- [PROBLEM TO SOLVE] Below are the records. Transcribe them exactly.
====== SUPPLIED MATERIAL ======
PR #2037, opened 2026-04-17
fix(api): settle OZ governor proposals executed directly via timelock

Sekhmet:
### Summary

OZ users can legitimately call TimelockController.executeBatch directly instead of Governor.execute once the delay has passed. The Governor's ProposalExecuted event never fires in that path, leaving proposals stuck as queued. Subscribe to CallExecuted on the timelock and reverse-index the operation id to the proposal at creation time, covering both the pre-v5 (salt = descriptionHash) and v5+ (salt XOR governor address) OZ variants.

### How to test

1. Apply diff from below.
2. Run `HYPERSYNC_API_TOKEN=XYZ ENABLED_NETWORKS=arb1 ENABLE_SNAPSHOT_X=false ENABLE_OPENZEPPELIN=true  bun dev`
3. Let it sync (should be few minutes).
4. Check proposals with GraphQL query.
5. You see them all as execution_settled.

```diff
diff --git a/apps/api/src/evm/protocols/openzeppelin/governances.ts b/apps/api/src/evm/protocols/openzeppelin/governances.ts
index d655877dc..a8722990d 100644
--- a/apps/api/src/evm/protocols/openzeppelin/governances.ts
+++ b/apps/api/src/evm/protocols/openzeppelin/governances.ts
@@ -113,7 +113,7 @@ export const GOVERNANCES: Partial<
         'OpenZeppelinAuthenticator',
         'OpenZeppelinAuthenticatorSignatureV4'
       ],
-      startBlock: 70398215
+      startBlock: 406178381
     },
     'Arbitrum Core': {
       name: 'Arbitrum Core',
@@ -127,7 +127,7 @@ export const GOVERNANCES: Partial<
         'OpenZeppelinAuthenticator',
         'OpenZeppelinAuthenticatorSignatureV4'
       ],
-      startBlock: 70398215
+      startBlock: 406178381
     }
     /*
     GMX: {

```

```gql
{
  proposals(orderBy: created, orderDirection: asc) {
    id
    metadata {
      title
    }
    executed
    execution_settled
    execution_hash
  }
}
```


bonustrack (commented):
**Scope**
- `apps/api` — OZ protocol indexer only (`config.ts`, `utils.ts`, `writers.ts`).

**Tested**
- `bun install` at root, `bun run codegen` + `bun run build` in `apps/api` → clean.
- `bun run lint` in `apps/api` → clean.
- `bun run test src/evm/protocols/openzeppelin/utils.test.ts` → 14/14 pass, including the 3 new `computeTimelockOperationIds` cases against the Arbitrum v4 and Sepolia v5 on-chain fixtures.
- Full `bun run test` → 22/23 pass; the single failure (`evm.test.ts`) is unrelated to this PR (sandbox's `rpc.snapshot.org/42161` is not in the allowlist → HTTP 403).
- Did not run `bun dev` end-to-end (would need `HYPERSYNC_API_TOKEN` + Arbitrum sync) — relying on the two on-chain fixtures baked into `utils.test.ts`.

**Evidence**
- OZ v4 salt (`salt = descriptionHash`) matches `TimelockController.hashOperationBatch` verbatim; Arbitrum Core fixture (`0xa2f9b4…b179b`) reproduces on-chain id from [tx `0xb59f0a…511853`](https://arbiscan.io/tx/0xb59f0a457418c272df7b81f7015b29f9f2cc713298e278577c6f1031eb511853).
- OZ v5 `_timelockSalt(bytes32 descriptionHash) => bytes20(address(this)) ^ descriptionHash`: in `bytes32` space that's the address in the high 20 bytes XOR'd with the descriptionHash, which is exactly `(BigInt(governor) << 96n) ^ BigInt(descriptionHash)` — fixture `0xfb85fa…593d` reproduces [Sepolia tx `0x3a5335…f8b1`](https://sepolia.etherscan.io/tx/0x3a533520d34c6fc2802d3ac0600a6c9c59aee87a00a4d9502eca679a46e9f8b1).
- `CallExecuted` wired on the dynamic `OpenZeppelinTimelockController` template (instantiated in `handleTimelockChange` / initial setup), so only timelocks attached to a tracked governor will trigger the handler.
- Idempotency: when `Governor.execute` is the caller, both `CallExecuted` and `ProposalExecuted` fire in the same tx; `handleTimelockCallExecuted` early-returns on `proposal.execution_settled`. Batch calls (N `CallExecuted` events sharing one `id`) are also covered by the same guard.
- ID collision between two proposals is safe: identical `(targets, values, calldatas, salt)` would also collide on-chain (timelock `schedule*` reverts "operation already exists"), so the `if (existing) continue` keeps the first-seen proposal and the second couldn't be queued anyway.

**Issues**
- None blocking.

**Suggestions**
- Backfill: this only fixes proposals created *after* the writer runs, since the `ExecutionHash` reverse index is written in `handleProposalCreated`. The PR description's diff bumps `startBlock` from `70398215` → `406178381` on Arbitrum as the "how to test" reindex point, but that bump is not committed here. Worth calling out in the deploy runbook (and/or adding it to this PR if the intent is to reset Arbitrum OZ indexing on release) — otherwise already-queued-but-timelock-executed proposals will stay stuck.
- Minor dedupe: when `governor << 96 == 0` (can't happen for a real address, but defensive) the two ids are equal; `Set` avoids the redundant `loadEntity`:

```suggestion
    const timelockOperationIds = new Set(
      computeTimelockOperationIds({
        governor: spaceAddress,
        targets: event.args.targets,
        values: event.args.values,
        calldatas: event.args.calldatas,
        descriptionHash
      })
    );

    for (const operationId of timelockOperationIds) {
      const existing = await ExecutionHash.loadEntity(
        operationId,
        config.indexerName
      );
      if (existing) continue;

      const executionHash = new ExecutionHash(operationId, config.indexerName);
      executionHash.proposal_id = proposalId;
      await executionHash.save();
    }
```

- Style nit: `ZERO_BYTES32` is only passed as the `predecessor` slot — inlining `'0x0…0'` at the call site (or using `pad('0x', { size: 32 })` from viem) keeps the helper self-contained, but the current form is perfectly readable, feel free to ignore.

Not approving — leaving this for a human reviewer, but the derivation and tests check out against on-chain data.

---
_Generated by [Claude Code](https://claude.ai/code)_

bonustrack:
**Tested:** `bun run codegen` + `bun run build` (tsc) + `bun run lint` + `vitest` in `apps/api` — all pass. New `computeTimelockOperationIds` tests (14) green; v4/v5 fixtures match on-chain ids.
**Result:** pass
**Inline comments:** 0 issues, 0 suggestions

Not approving.

---
_Generated by [Claude Code](https://claude.ai/code)_

bonustrack (approved):
tACK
======
- [SOLUTION]
PR #2037, opened 2026-04-17
fix(api): settle OZ governor proposals executed directly via timelock

Sekhmet:
### Summary

OZ users can legitimately call TimelockController.executeBatch directly instead of Governor.execute once the delay has passed. The Governor's ProposalExecuted event never fires in that path, leaving proposals stuck as queued. Subscribe to CallExecuted on the timelock and reverse-index the operation id to the proposal at creation time, covering both the pre-v5 (salt = descriptionHash) and v5+ (salt XOR governor address) OZ variants.

### How to test

1. Apply diff from below.
2. Run `HYPERSYNC_API_TOKEN=XYZ ENABLED_NETWORKS=arb1 ENABLE_SNAPSHOT_X=false ENABLE_OPENZEPPELIN=true  bun dev`
3. Let it sync (should be few minutes).
4. Check proposals with GraphQL query.
5. You see them all as execution_settled.

```diff
diff --git a/apps/api/src/evm/protocols/openzeppelin/governances.ts b/apps/api/src/evm/protocols/openzeppelin/governances.ts
index d655877dc..a8722990d 100644
--- a/apps/api/src/evm/protocols/openzeppelin/governances.ts
+++ b/apps/api/src/evm/protocols/openzeppelin/governances.ts
@@ -113,7 +113,7 @@ export const GOVERNANCES: Partial<
         'OpenZeppelinAuthenticator',
         'OpenZeppelinAuthenticatorSignatureV4'
       ],
-      startBlock: 70398215
+      startBlock: 406178381
     },
     'Arbitrum Core': {
       name: 'Arbitrum Core',
@@ -127,7 +127,7 @@ export const GOVERNANCES: Partial<
         'OpenZeppelinAuthenticator',
         'OpenZeppelinAuthenticatorSignatureV4'
       ],
-      startBlock: 70398215
+      startBlock: 406178381
     }
     /*
     GMX: {

```

```gql
{
  proposals(orderBy: created, orderDirection: asc) {
    id
    metadata {
      title
    }
    executed
    execution_settled
    execution_hash
  }
}
```


bonustrack (commented):
**Scope**
- `apps/api` — OZ protocol indexer only (`config.ts`, `utils.ts`, `writers.ts`).

**Tested**
- `bun install` at root, `bun run codegen` + `bun run build` in `apps/api` → clean.
- `bun run lint` in `apps/api` → clean.
- `bun run test src/evm/protocols/openzeppelin/utils.test.ts` → 14/14 pass, including the 3 new `computeTimelockOperationIds` cases against the Arbitrum v4 and Sepolia v5 on-chain fixtures.
- Full `bun run test` → 22/23 pass; the single failure (`evm.test.ts`) is unrelated to this PR (sandbox's `rpc.snapshot.org/42161` is not in the allowlist → HTTP 403).
- Did not run `bun dev` end-to-end (would need `HYPERSYNC_API_TOKEN` + Arbitrum sync) — relying on the two on-chain fixtures baked into `utils.test.ts`.

**Evidence**
- OZ v4 salt (`salt = descriptionHash`) matches `TimelockController.hashOperationBatch` verbatim; Arbitrum Core fixture (`0xa2f9b4…b179b`) reproduces on-chain id from [tx `0xb59f0a…511853`](https://arbiscan.io/tx/0xb59f0a457418c272df7b81f7015b29f9f2cc713298e278577c6f1031eb511853).
- OZ v5 `_timelockSalt(bytes32 descriptionHash) => bytes20(address(this)) ^ descriptionHash`: in `bytes32` space that's the address in the high 20 bytes XOR'd with the descriptionHash, which is exactly `(BigInt(governor) << 96n) ^ BigInt(descriptionHash)` — fixture `0xfb85fa…593d` reproduces [Sepolia tx `0x3a5335…f8b1`](https://sepolia.etherscan.io/tx/0x3a533520d34c6fc2802d3ac0600a6c9c59aee87a00a4d9502eca679a46e9f8b1).
- `CallExecuted` wired on the dynamic `OpenZeppelinTimelockController` template (instantiated in `handleTimelockChange` / initial setup), so only timelocks attached to a tracked governor will trigger the handler.
- Idempotency: when `Governor.execute` is the caller, both `CallExecuted` and `ProposalExecuted` fire in the same tx; `handleTimelockCallExecuted` early-returns on `proposal.execution_settled`. Batch calls (N `CallExecuted` events sharing one `id`) are also covered by the same guard.
- ID collision between two proposals is safe: identical `(targets, values, calldatas, salt)` would also collide on-chain (timelock `schedule*` reverts "operation already exists"), so the `if (existing) continue` keeps the first-seen proposal and the second couldn't be queued anyway.

**Issues**
- None blocking.

**Suggestions**
- Backfill: this only fixes proposals created *after* the writer runs, since the `ExecutionHash` reverse index is written in `handleProposalCreated`. The PR description's diff bumps `startBlock` from `70398215` → `406178381` on Arbitrum as the "how to test" reindex point, but that bump is not committed here. Worth calling out in the deploy runbook (and/or adding it to this PR if the intent is to reset Arbitrum OZ indexing on release) — otherwise already-queued-but-timelock-executed proposals will stay stuck.
- Minor dedupe: when `governor << 96 == 0` (can't happen for a real address, but defensive) the two ids are equal; `Set` avoids the redundant `loadEntity`:

```suggestion
    const timelockOperationIds = new Set(
      computeTimelockOperationIds({
        governor: spaceAddress,
        targets: event.args.targets,
        values: event.args.values,
        calldatas: event.args.calldatas,
        descriptionHash
      })
    );

    for (const operationId of timelockOperationIds) {
      const existing = await ExecutionHash.loadEntity(
        operationId,
        config.indexerName
      );
      if (existing) continue;

      const executionHash = new ExecutionHash(operationId, config.indexerName);
      executionHash.proposal_id = proposalId;
      await executionHash.save();
    }
```

- Style nit: `ZERO_BYTES32` is only passed as the `predecessor` slot — inlining `'0x0…0'` at the call site (or using `pad('0x', { size: 32 })` from viem) keeps the helper self-contained, but the current form is perfectly readable, feel free to ignore.

Not approving — leaving this for a human reviewer, but the derivation and tests check out against on-chain data.

---
_Generated by [Claude Code](https://claude.ai/code)_

bonustrack:
**Tested:** `bun run codegen` + `bun run build` (tsc) + `bun run lint` + `vitest` in `apps/api` — all pass. New `computeTimelockOperationIds` tests (14) green; v4/v5 fixtures match on-chain ids.
**Result:** pass
**Inline comments:** 0 issues, 0 suggestions

Not approving.

---
_Generated by [Claude Code](https://claude.ai/code)_

bonustrack (approved):
tACK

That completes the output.